Why do so many people hate US airports? (2015) - otoolep
http://www.bbc.com/news/magazine-34704775
======
ThenAsNow
The article cites various aviation consultants and airport authorities as
pointing out funding and regulation issues that limit the ability to make
improvements. Fair enough. But there are so many ways the experience could be
made better without significant expenditure.

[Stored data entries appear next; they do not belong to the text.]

PR #176, opened 2019-09-12
Use icon color in new feature type default style 

### LINKED ISSUE #171: [Map] Respect default style (color) for markers
Thanks @daoyuT for adding this to the web UI.

gino-m:
@DaoyuT, FYI. Fixes #171.

### DIFF
--- a/gnd/src/main/java/com/google/android/gnd/model/layer/Style.java
+++ b/gnd/src/main/java/com/google/android/gnd/model/layer/Style.java
@@ -1,0 +1,35 @@
+/*
+ * Copyright 2018 Google LLC
+ *
+ * Licensed under the Apache License, Version 2.0 (the "License");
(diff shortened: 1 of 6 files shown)


gnd/src/main/java/com/google/android/gnd/model/layer/Style.java
```diff
@@ -0,0 +1,35 @@
...
+ * See the License for the specific language governing permissions and
+ * limitations under the License.
+ */
+
+package com.google.android.gnd.model.layer;
+
+import com.google.auto.value.AutoValue;
+
+@AutoValue
+public abstract class Style {
```
scolsen: Very nice, leaving a comment here to capture my thoughts for posterity--It'd be nice if we can make this generic enough to support the other cases where we'll need styling too (e.g. tile selections)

\- Empower airport personnel to care about the airport in the same way we do
national monuments, etc. Changi, etc., want to wow foreign visitors. We should
have the same mindset.

\- Completely streamline and eliminate to maximum feasible extent the
omnipresent "security announcements". The infuriatingly grating and
condescending messages that begin with "The Transportation Security
Administration..." at airports like DCA are somewhere between rage-inducing
and dehumanizing.

\- Patrick Smith (quoted in the article) has long campaigned against the
incredibly loud airport TVs blaring CNN or somesuch, and fortunately, some
airports seem to be listening. The rest should as well.

\- Seats whose primary purpose is to prevent anyone sleeping there also have
the side effect of being quite uncomfortable. Is the sleeping people issue
such a big deal that all passengers who want to sit have to pay the price?

There has to be a ton of low-hanging fruit like this which is probably why the
U.S. airport experience is so detested - it's a sign of so much negligence
that such relatively easy and inexpensive measures are not taken.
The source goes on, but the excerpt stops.